- Listed records
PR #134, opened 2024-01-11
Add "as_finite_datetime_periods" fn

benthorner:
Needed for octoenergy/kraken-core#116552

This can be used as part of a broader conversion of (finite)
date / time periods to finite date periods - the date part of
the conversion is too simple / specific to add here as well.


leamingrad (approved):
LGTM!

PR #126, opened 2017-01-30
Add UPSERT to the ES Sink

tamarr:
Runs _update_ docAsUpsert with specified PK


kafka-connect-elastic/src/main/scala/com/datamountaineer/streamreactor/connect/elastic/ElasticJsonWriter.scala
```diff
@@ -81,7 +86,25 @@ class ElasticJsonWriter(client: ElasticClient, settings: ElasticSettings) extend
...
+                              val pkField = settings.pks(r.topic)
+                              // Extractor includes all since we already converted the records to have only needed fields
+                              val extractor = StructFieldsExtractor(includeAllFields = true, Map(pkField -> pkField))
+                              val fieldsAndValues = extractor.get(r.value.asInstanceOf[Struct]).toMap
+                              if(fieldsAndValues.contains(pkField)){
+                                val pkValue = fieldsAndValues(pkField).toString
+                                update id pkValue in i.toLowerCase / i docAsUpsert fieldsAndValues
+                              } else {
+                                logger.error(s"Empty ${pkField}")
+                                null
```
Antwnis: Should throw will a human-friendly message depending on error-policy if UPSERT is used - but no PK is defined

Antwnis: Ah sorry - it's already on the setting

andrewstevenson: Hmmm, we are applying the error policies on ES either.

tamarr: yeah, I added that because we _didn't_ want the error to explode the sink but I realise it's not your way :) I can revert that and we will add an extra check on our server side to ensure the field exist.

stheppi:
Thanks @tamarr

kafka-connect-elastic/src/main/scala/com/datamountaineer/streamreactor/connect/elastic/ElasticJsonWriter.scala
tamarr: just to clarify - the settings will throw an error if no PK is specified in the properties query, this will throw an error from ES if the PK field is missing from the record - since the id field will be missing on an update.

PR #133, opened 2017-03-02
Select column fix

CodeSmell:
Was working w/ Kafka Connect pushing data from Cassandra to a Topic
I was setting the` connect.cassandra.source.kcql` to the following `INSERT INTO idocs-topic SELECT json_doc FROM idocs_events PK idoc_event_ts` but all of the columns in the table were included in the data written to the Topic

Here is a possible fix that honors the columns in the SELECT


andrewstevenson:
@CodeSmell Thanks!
---
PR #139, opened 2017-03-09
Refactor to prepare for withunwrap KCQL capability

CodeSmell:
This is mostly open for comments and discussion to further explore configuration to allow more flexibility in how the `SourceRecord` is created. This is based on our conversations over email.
--
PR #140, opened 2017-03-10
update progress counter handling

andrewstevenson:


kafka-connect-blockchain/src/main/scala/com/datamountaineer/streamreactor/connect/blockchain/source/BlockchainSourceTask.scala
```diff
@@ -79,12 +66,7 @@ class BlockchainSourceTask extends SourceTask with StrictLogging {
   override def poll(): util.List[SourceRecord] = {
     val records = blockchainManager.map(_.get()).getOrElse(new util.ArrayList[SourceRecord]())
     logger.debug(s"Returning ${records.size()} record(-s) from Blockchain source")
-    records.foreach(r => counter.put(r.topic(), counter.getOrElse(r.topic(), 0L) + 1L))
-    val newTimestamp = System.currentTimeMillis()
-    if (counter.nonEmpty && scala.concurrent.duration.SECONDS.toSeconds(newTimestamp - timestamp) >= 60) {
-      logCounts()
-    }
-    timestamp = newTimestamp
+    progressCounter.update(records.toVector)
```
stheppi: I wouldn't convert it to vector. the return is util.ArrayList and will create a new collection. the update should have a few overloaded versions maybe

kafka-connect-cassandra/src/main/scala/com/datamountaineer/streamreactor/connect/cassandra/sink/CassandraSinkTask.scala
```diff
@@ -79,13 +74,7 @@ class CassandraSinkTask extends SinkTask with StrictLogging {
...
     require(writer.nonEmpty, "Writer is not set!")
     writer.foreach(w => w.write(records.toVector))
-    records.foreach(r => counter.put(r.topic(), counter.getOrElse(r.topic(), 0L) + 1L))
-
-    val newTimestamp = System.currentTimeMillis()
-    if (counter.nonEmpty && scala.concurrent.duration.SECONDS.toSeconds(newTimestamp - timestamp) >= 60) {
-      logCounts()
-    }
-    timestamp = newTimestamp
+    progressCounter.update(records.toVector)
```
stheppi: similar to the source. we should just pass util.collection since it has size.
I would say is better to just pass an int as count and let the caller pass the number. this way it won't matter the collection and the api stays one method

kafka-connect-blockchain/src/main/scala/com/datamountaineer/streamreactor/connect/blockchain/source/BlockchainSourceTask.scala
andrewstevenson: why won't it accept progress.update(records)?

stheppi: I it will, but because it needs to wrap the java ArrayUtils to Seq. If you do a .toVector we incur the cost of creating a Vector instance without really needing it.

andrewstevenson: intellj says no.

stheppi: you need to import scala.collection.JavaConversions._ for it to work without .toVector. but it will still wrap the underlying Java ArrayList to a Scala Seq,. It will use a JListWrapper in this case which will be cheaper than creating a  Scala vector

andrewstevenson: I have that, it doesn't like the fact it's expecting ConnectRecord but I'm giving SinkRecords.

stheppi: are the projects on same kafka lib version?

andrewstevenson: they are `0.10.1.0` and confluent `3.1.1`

- Exercise prompt
Would you please write out, exactly and with no other lines, the stretch of the listing above from the line containing "PR #134, opened 2024-01-11" through the line containing "Runs _update_ docAsUpsert with specified PK"?

- The answer
PR #134, opened 2024-01-11
Add "as_finite_datetime_periods" fn

benthorner:
Needed for octoenergy/kraken-core#116552

This can be used as part of a broader conversion of (finite)
date / time periods to finite date periods - the date part of
the conversion is too simple / specific to add here as well.


leamingrad (approved):
LGTM!

PR #126, opened 2017-01-30
Add UPSERT to the ES Sink

tamarr:
Runs _update_ docAsUpsert with specified PK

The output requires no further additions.